PR #174, opened 2025-03-18
Implement User and Device Management for Workspaces

gifflet:
This PR introduces a workspace-based access control system, ensuring that users and devices are managed within specific workspaces.


hub/gads-ui/src/components/Admin/Users/UsersAdministration.js
shamanec, line 1: Users can be part of multiple workspaces but devices can be only assigned to one? Shouldn't it be the other way around? Or have both devices and users be able to be part of multiple workspaces?

hub/gads-ui/src/components/Admin/Workspaces/WorkspacesAdministration.js
```diff
@@ -0,0 +1,290 @@
...
+                                </Button>
+                                <Button variant='outlined' onClick={handleCloseModal}>
+                                    Cancel
+                                </Button>
+                            </Stack>
+                        </Stack>
+                    </Box>
+                </Modal>
+
+                <Modal open={openDeleteModal} onClose={handleCloseDeleteModal}>
```
shamanec, line 247: We already have a reusable dialog for such actions applied across the whole app - you can check how it is used [here](https://github.com/shamanec/GADS/blob/c91ff7c85346b3bbb56da223bdaeab0096bf0308/hub/gads-ui/src/components/Admin/Users/UsersAdministration.js#L220)

hub/router/routes.go
```diff
@@ -224,7 +216,7 @@ func UpdateUser(c *gin.Context) {
 		return
 	}
 
-	if user == (models.User{}) {
+	if user.Username == "" || user.Password == "" || (user.Role == "user" && len(user.WorkspaceIDs) == 0) {
```
shamanec, line 219: We want to update users without mandatorily supplying a password in the UI, right now if you try to update a user and you do not add a password value, update will fail

common/db/workspace.go
```diff
@@ -0,0 +1,200 @@
...
+
+import (
+	"GADS/common/models"
+	"context"
+
+	"go.mongodb.org/mongo-driver/bson"
+	"go.mongodb.org/mongo-driver/mongo/options"
+)
+
+func AddWorkspace(workspace *models.Workspace) error {
```
shamanec, line 11: If we are not going to keep those objects somewhere in memory that has to be updated we don't really to use a pointer, it doesn't really matter though as long as it works

common/models/models.go
```diff
@@ -141,3 +144,15 @@ type StreamSettings struct {
...
+
+type Workspace struct {
+	ID          string `json:"id" bson:"_id,omitempty"`
+	Name        string `json:"name" bson:"name"`
+	Description string `json:"description" bson:"description"`
+	IsDefault   bool   `json:"is_default" bson:"is_default"`
+}
+
+// GenerateUUID generates a new UUID for the workspace
+func (w *Workspace) GenerateUUID() {
```
shamanec, line 156: I am not really sure we need this, Mongo automatically creates arbitrary `_id` when a document is added

common/db/workspace.go
```diff
@@ -0,0 +1,200 @@
...
+	var workspaces []models.Workspace
+	collection := mongoClient.Database("gads").Collection("workspaces")
+
+	cursor, err := collection.Find(mongoClientCtx, bson.M{})
+	if err != nil {
+		return workspaces
+	}
+	defer cursor.Close(mongoClientCtx)
+
+	for cursor.Next(mongoClientCtx) {
```
shamanec, line 52:
```suggestion
	if err := cursor.All(mongoClientCtx, &workspaces); err != nil {
	
	}
```
cleaner option, we want data in the DB to be stable enough to confidently decode all workspaces into the slice directly instead returning only ones that can be "decoded"

common/db/workspace.go
```diff
@@ -0,0 +1,200 @@
...
+	count, err := collection.CountDocuments(mongoClientCtx, filter)
+	if err != nil {
+		return false
+	}
+	return count > 0
+}
+
+func WorkspaceHasUsers(id string) bool {
+	collection := mongoClient.Database("gads").Collection("users")
+	filter := bson.M{"workspace_ids": id}
```
shamanec, line 75: Will this filter work properly if we have multiple workspaces since its an array? Not really sure, just asking :D

common/db/workspace.go
```diff
@@ -0,0 +1,200 @@
...
+	filter := bson.M{"is_default": true}
+
+	err := collection.FindOne(context.TODO(), filter).Decode(&workspace)
+	if err != nil {
+		return models.Workspace{}, err
+	}
+	return workspace, nil
+}
+
+func GetWorkspacesPaginated(page, limit int, search string) ([]models.Workspace, int64) {
```
shamanec, line 119: I highly doubt someone will scale GADS so much that they have pageS of workspaces but we can have it just in case 😅

common/models/models.go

AIM OF THE TASK: Return only the count of lines in the records that hold the word "devices".

REPLY: 2